::: Supplied information :::

PR #37577, opened 2020-07-03
Random Points in Polygons algorithm - Fix two wrong parameter names in shortHelpString and sort the parameters

havatv:
## Description

Fix two wrong parameter names in the shortHelpString function of the *Random Points in Polygons* algorithm (and sort the parameters).
The updates are only to strings, so should not affect the build.


havatv:
@nyalldawson, sorry about this. Should be an easy merge, though.

nyalldawson (approved):

PR #37587, opened 2020-07-04
Add unit test for maximum symbol size in legend

mhugent:
Unit test for legend max symbol size (https://github.com/qgis/QGIS/pull/37474)


nyalldawson (approved):
Thanks!!

mhugent:
Should be setMaximumSymbolSize now. I cannot push, it says master is a protected branch...

PR #163, opened 2021-10-31
Resolves #145 entities merge their knowledge into comrades

### LINKED ISSUE #145: Entities merge their knowledge into the HQ
**Basic idea/big picture**
In the final game there will be stationed elements and deployed elements. When a deployed element gets back to the main base and transfers to stationed status, it will give all its knowledge to the HQ (their knowledge will be merged). As I see this pretty far in the future but want to see it in action much earlier I have an idea of using it already.
Entities can simply "drop" their knowledge when they get back to the HQ. So as soon as they are on the same tile as the HQ, they merge their knowledge into the HQ's knowledge. This makes it possible to send out elements to scout areas and reveal them as soon as they RTB (which would be a useful radio command for this btw).

**Details**
Actually this is pretty simple. As soon as an element moves onto the same field as the HQ they merge their knowledge. Possibly in both ways so that elements learn something, too.
We could also try to let entities leran from each other. So we might not check for "at HQ location" but for "at friendly element location". But I don't think that makes much sense.

This needs #143 and #144 to be done, so you can actually see the updates you get from your elements.

Loomie:
If two or more entities of the same faction are on the same tile, the updated entity sends its knowledge to the others.


Baret (approved):
Looks good! Nice and simple :)
The two comments are just stuff we gotta remember for the future.
I'm gonna merge it!

PR #214, opened 2017-10-11
report/net-barchart: create table using gnc-monetary values

jmarino:
The code calculates the income/expense/net values as lists of doubles
that can be easily added to the chart. However, when these values are
added to the table they are displayed as plain numbers instead of being
formatted as monetary values. For example, a value of 12.34 dollars is
displayed as "12.34" instead of "$12.34".

This commit converts the doubles to gnc-monetary objects before they
are added to the table.


jralls:
A better fix would be to get rid of the doubles.

jmarino:
I can see why the original author of the report used doubles, it makes this operation easy:
net = assets - liabilities

The same operation with gnc-monetary is not trivial. I came up with this function to add two gnc-monetary:

```
(define (monetary+ a b)
      (if (and (gnc:gnc-monetary? a) (gnc:gnc-monetary? b))
	  (let ((same-currency? (eq? (gnc:gnc-monetary-commodity a) (gnc:gnc-monetary-commodity b)))
		(denom (gnc:gnc-numeric-denom (gnc:gnc-monetary-amount a)))
		(amount (+ (gnc-numeric-to-double (gnc:gnc-monetary-amount a))
			   (gnc-numeric-to-double (gnc:gnc-monetary-amount b))))
		 )
	    (if same-currency?
		(gnc:make-gnc-monetary
		 (gnc:gnc-monetary-commodity a)
		 (gnc:make-gnc-numeric (inexact->exact (floor (* amount denom))) denom))
		(warn "incompatible currencies in monetary+: " a b))
	    )
	  (warn "wrong arguments for monetary+: " a b)))
```
Basically, we end up building gnc-monetary objects in the same way as the original patch.

christopherlam:
I haven't had a chance to test this code, but you can call gnc-numeric-add instead.
NB: use gnc-commodity-equal instead of eq? because occasionally eq? will trip you up. It took me a while to debug this.
```
(define (monetary+ a b)
  (if (and (gnc:gnc-monetary? a) (gnc:gnc-monetary? b))
      (let ((same-currency? (gnc-commodity-equal (gnc:gnc-monetary-commodity a) (gnc:gnc-monetary-commodity b)))
            (amount (gnc-numeric-add (gnc:monetary-amount a) (gnc:monetary-amount b))))
        (if same-currency?
            (gnc:make-gnc-monetary (gnc:gnc-monetary-commodity a) amount)
            (warn "incompatible currencies in monetary+: " a b)))
      (warn "wrong arguments for monetary+: " a b)))

```

jralls:
I'm pretty sure gnc_numeric_subtract() is exposed to Scheme, but Scheme also has its own rational number class and one could pretty easily convert a GncNumeric to a Scheme rational. I don't think that it would have the rounding control that GncNumeric provides but it would still be much more accurate than using doubles.

jmarino:
I reverted my original commit and added a new one where all values are computed and stored as gnc-monetary. I used @jralls much nicer and cleaner implementation of monetary+.

christopherlam:
This looks good; I assume you will also fix the line charts?

jralls:
It might look good but it causes the standard net barchart test to crash. That's got to get fixed for it to be merged.

jmarino:
I have found a bug in my patch that leads to the test failure. I mistakenly default to empty lists when there are no assets/liabilities:
```
(set! assets-list (if assets (car assets) '()))
(set! liability-list (if liabilities (car liabilities) '()))
```
In the original code, empty assets/liabilities default to a list of 0s. In the test there are no liabilities and the default empty list causes trouble. So that's easy to fix, I can default to a list of `<gnc-monetary>` 0s as the original code does (I never should have changed that). However, the test still fails. The new failure is due to something else: the table rendering code in the test produces invalid output that cannot be successfully parsed by the test. The test generates the report using `gnc:html-document-render` and this is what is produced for one row of the table:
```
<tr><td><string> 10/01/17</td>
<td class="number-cell"><gnc-monetary> #[unknown]</td>
<td class="number-cell"><gnc-monetary> #[unknown]</td>
<td class="number-cell"><gnc-monetary> #[unknown]</td>
</tr>
```

In the actual report inside gnucash those `<gnc-monetary>` values are displayed as numbers with currency, but `gnc:html-document-render` outputs `"<gnc-monetary> #[unknown]"`.

Is this a bug in `gnc:html-document-render` or is this the intended result?

jmarino:
It took some digging but I finally figured out the issue with the unit test and the mysterious `"<gnc-monetary> #[unknown]"` entries. It was caused by the lack of stylesheets in the unit test. Without stylesheets, the html code defaults to a trivial renderer that cannot handle `gnc-monetary` objects. After initializing the stylesheets, the `gnc-monetary` elements in the table are properly formatted and the table can be parsed by the test code to extract their values.

I have just pushed two commits where I fix the bug I introduced by defaulting to empty lists and I fix the unit test by initializing the stylesheets and adapting the parsing code to the new format.

Would it be worth it to do some restructuring of the commits to get rid of the 1st commit followed by its revert? That would provide a cleaner history.

gjanssens:
Yes, please do that restructuring. You can take the opportunity to rebase to the current unstable head rather than master. I think this fix is worth including in gnucash 2.7/2.8.

jmarino:
Rebased branch on current unstable (commit 5e7c2106e) and cleaned up the history a bit (got rid of commit+revert).

jmarino:
I just had a thought. I've been changing things so that computations are done in gnc-monetary. But, does it make more sense to do it in gnc-numeric?

I understand the point is to get away from floating point operations but using gnc-monetary may be overkill. An operation between gnc-monetary's requires conversions to gnc-numeric and then back to gnc-monetary. It seems things would be simpler to calculate in gnc-numeric and then convert to double for the charts and to gnc-monetary for the display.

jralls:
The second block in "files changed" is ensuring that the accumulation is same-commodity, so ISTM you need to use gnc-monetary. The size difference is a single pointer and the compiler will optimize away the extra indirection on the addition, nothing to worry about. It's fine.

jmarino:
Added fix for net-linechart report and its unit test.

jmarino:
I was in the process of applying the same fixes to category-barchart.scm  but I need some advice.
The original code applies an averaging factor when converting from collector to double:
```
(*
 (gnc-numeric-to-double
  (gnc:gnc-monetary-amount
   (gnc:sum-collector-commodity
    c report-currency
    (lambda (a b) (exchange-fn a b date)))))
 averaging-multiplier))
```

I want to apply this averaging-multiplier factor to a gnc-monetary, i.e., calculate a product between a gnc-monetary and a double. What is the best way to do it?

christopherlam:
Will this work? It's contrived, but may be a start. There are probably better ways.

```
(gnc:make-gnc-monetary
 REPORT-CURRENCY
 (gnc-numeric-mul
  (gnc:gnc-monetary-amount
   (gnc:sum-collector-commodity
    c report-currency
    (lambda (a b) (exchange-fn a b date))))
  (gnc:make-gnc-numeric (inexact->exact averaging-multiplier) 1)
  GNC-DENOM-AUTO
  GNC-RND-ROUND))
```

jralls:
It would work, but a better solution would be to change the computation of averaging-multiplier to result in a gnc-numeric.

jmarino:
rebased on current unstable and converted category-barchart.scm to gnc-monetary computations.

jmarino:
For the record, I followed @jralls advice and compute `averaging-multiplier` as a `gnc-numeric`. The code that applies the factor to a gnc-monetary then looks like this:
```
(gnc:make-gnc-monetary
 report-currency
 (gnc-numeric-mul
  (gnc:gnc-monetary-amount
   (gnc:sum-collector-commodity
    c report-currency
    (lambda (a b) (exchange-fn a b date))))
  averaging-multiplier currency-frac GNC-RND-ROUND)
 )
```

Where `currency-frac` comes from `(gnc-commodity-get-fraction report-currency)`.

christopherlam:
I'm reviewing all these .scm files, and I realize net-linechart and net-barchart are actually identical (except for styling options) and could be combined. But this will create a headache for backward compatibility...

jralls:
Backward compatibility for developers or for users? If it's users that's a concern. Developers not so much.

jmarino:
Applied the same idea discussed in PR #226. That is: configure load-path in the build system instead of in the code.

jralls:
If you rebase onto the commit I just pushed to unstable the CMake tests should pass; they do when I tested locally.

jmarino:
Ok, I should at least get rid of the `(add-to-load-path "../../stylesheets/")` lines.
I'll do a rebase from unstable in any case.

jralls:
If you've already rebased, do it again. I fixed the arch linux gwenhywfar compile error so barring a guile segfault in the arch autotools build it should pass now.

jmarino:
Rebased from current unstable.

jralls:
Thanks!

:::

## Problem to solve
Search the data for "better". Copy every matching line.

## Output
A better fix would be to get rid of the doubles.
Will this work? It's contrived, but may be a start. There are probably better ways.
It would work, but a better solution would be to change the computation of averaging-multiplier to result in a gnc-numeric.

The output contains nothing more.